▶ **Problem description**
When a line below contains the word "demo", copy that line.

▶ **Collected data entries**
[Start of section]

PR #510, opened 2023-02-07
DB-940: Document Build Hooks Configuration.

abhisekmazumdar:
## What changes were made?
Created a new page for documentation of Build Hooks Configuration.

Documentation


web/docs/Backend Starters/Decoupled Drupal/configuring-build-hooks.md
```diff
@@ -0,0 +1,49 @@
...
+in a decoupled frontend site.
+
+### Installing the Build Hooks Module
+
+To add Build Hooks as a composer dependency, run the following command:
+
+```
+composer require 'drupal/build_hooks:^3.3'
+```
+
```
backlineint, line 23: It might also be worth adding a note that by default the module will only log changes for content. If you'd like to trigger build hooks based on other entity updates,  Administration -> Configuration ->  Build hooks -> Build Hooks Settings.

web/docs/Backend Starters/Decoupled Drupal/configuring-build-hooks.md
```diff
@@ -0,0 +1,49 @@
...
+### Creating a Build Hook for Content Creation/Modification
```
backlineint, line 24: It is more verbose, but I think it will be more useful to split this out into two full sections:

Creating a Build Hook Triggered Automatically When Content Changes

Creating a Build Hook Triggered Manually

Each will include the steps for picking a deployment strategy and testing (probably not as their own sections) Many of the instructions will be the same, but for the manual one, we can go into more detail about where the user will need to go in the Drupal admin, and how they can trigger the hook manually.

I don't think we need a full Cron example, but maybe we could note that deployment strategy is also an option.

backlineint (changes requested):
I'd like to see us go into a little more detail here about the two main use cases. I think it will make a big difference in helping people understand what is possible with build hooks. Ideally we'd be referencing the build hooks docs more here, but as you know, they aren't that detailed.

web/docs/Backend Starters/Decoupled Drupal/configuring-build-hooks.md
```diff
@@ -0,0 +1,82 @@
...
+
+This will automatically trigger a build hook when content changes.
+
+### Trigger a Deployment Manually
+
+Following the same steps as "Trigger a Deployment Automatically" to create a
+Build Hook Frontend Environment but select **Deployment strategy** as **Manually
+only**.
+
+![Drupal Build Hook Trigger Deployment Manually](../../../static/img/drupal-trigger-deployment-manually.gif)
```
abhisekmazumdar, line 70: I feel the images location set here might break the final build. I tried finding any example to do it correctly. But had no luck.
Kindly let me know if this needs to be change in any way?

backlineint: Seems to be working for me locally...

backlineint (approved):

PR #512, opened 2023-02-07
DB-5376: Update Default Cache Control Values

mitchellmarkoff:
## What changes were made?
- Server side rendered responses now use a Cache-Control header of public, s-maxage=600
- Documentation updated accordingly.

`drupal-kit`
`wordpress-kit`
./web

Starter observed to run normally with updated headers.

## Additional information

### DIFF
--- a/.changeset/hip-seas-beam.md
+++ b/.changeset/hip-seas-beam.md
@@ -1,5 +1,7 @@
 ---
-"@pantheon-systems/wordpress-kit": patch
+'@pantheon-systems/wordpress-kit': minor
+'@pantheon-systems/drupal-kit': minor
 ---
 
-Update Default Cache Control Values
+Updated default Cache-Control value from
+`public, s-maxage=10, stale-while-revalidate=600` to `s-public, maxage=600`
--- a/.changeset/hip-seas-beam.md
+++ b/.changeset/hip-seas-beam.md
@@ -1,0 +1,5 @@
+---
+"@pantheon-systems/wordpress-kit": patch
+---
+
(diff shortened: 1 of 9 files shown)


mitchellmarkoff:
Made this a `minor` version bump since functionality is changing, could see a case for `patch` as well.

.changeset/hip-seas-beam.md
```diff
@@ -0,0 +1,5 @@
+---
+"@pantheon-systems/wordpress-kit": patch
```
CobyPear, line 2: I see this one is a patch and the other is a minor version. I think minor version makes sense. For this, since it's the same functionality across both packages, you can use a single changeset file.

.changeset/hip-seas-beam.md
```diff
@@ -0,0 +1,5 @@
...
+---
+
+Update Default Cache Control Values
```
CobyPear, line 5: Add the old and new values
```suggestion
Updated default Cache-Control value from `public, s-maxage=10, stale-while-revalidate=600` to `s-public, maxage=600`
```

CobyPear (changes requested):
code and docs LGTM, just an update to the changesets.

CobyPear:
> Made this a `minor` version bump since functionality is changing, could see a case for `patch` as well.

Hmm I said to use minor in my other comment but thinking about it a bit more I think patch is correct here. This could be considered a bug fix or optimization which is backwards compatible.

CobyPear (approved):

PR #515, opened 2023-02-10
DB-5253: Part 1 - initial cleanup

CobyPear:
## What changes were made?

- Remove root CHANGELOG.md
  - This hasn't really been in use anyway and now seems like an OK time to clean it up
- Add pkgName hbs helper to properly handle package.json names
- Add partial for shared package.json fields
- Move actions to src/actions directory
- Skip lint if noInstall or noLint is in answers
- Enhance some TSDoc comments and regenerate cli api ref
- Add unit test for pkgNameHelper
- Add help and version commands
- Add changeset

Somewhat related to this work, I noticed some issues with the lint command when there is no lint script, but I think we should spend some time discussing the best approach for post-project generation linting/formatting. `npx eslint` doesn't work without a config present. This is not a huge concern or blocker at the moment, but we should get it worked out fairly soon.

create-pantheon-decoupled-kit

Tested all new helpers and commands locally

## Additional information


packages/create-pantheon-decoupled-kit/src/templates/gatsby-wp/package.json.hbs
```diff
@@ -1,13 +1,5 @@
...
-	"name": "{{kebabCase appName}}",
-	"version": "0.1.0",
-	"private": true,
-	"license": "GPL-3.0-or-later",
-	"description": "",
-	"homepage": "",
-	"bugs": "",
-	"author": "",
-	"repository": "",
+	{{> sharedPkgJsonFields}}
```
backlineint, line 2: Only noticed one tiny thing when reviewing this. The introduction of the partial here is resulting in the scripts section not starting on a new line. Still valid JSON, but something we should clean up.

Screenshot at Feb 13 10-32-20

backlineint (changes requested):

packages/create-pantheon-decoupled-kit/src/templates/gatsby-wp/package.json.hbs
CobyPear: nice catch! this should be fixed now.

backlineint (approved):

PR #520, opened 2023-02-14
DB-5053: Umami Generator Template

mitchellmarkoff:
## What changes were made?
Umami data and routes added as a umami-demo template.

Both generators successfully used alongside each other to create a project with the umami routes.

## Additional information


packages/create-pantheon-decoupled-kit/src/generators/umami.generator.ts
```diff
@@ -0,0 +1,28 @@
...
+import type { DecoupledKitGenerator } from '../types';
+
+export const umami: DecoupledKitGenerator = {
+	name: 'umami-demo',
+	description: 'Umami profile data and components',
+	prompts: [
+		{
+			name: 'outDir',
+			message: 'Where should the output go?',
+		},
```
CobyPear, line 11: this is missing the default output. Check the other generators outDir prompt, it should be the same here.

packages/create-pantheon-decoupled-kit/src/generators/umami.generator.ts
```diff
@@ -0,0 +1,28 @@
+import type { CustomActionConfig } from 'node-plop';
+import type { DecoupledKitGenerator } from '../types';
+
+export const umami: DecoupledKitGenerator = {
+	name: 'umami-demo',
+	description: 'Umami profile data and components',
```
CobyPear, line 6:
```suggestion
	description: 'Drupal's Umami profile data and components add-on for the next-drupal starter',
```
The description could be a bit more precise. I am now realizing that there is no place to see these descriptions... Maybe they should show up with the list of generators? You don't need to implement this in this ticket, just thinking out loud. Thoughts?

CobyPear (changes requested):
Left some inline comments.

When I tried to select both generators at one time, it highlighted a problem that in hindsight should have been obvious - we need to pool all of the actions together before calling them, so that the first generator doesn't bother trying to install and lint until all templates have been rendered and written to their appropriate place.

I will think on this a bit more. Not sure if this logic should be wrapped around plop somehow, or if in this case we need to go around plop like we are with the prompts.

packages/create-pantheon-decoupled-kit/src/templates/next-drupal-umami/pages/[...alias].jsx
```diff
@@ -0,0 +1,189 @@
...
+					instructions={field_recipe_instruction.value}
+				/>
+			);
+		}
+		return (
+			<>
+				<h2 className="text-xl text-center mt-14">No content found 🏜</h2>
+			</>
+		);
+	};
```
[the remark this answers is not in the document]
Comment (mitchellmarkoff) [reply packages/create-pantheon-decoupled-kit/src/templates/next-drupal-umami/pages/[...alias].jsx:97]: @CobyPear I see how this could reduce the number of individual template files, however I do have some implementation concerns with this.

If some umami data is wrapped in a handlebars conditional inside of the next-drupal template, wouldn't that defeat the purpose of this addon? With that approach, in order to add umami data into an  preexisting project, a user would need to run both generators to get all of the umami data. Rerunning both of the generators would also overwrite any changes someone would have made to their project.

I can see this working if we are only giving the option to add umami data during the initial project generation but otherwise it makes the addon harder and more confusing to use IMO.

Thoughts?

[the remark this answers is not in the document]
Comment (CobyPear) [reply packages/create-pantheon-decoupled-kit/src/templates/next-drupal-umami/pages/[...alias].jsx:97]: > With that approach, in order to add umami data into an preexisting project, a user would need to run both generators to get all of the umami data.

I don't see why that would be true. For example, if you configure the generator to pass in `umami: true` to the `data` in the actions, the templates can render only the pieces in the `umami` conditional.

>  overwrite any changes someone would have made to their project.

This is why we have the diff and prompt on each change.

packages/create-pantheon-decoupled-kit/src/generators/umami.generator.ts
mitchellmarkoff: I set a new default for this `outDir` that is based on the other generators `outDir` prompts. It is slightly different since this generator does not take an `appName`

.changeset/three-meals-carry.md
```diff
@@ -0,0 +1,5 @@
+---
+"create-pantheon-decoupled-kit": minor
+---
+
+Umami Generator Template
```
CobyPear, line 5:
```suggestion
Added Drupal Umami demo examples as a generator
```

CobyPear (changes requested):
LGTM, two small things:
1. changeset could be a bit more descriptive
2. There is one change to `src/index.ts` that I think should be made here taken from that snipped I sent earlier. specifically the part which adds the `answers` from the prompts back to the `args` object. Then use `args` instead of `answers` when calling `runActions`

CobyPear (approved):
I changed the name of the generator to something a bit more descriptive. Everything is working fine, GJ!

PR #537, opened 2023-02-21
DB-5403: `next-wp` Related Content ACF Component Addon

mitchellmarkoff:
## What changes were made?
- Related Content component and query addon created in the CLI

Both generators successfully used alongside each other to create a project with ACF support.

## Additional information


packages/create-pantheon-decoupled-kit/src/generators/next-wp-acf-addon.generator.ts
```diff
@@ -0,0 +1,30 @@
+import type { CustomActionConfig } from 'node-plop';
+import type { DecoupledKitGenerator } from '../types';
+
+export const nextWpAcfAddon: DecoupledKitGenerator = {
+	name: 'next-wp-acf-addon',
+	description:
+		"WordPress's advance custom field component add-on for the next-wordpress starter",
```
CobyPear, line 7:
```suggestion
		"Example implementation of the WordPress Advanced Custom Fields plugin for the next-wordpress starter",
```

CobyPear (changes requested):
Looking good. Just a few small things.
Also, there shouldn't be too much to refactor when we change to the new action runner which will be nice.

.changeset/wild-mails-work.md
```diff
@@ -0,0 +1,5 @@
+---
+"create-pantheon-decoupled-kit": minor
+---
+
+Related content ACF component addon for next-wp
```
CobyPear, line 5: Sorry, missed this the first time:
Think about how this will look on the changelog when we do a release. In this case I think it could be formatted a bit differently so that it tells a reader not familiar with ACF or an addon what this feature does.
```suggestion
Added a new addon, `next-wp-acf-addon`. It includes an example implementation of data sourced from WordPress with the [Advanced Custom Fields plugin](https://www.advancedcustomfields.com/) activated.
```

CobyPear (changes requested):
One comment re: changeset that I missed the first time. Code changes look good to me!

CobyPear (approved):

[End of section]

▶ **Completed exercise**
Umami data and routes added as a umami-demo template.
+	name: 'umami-demo',
+	name: 'umami-demo',
Added Drupal Umami demo examples as a generator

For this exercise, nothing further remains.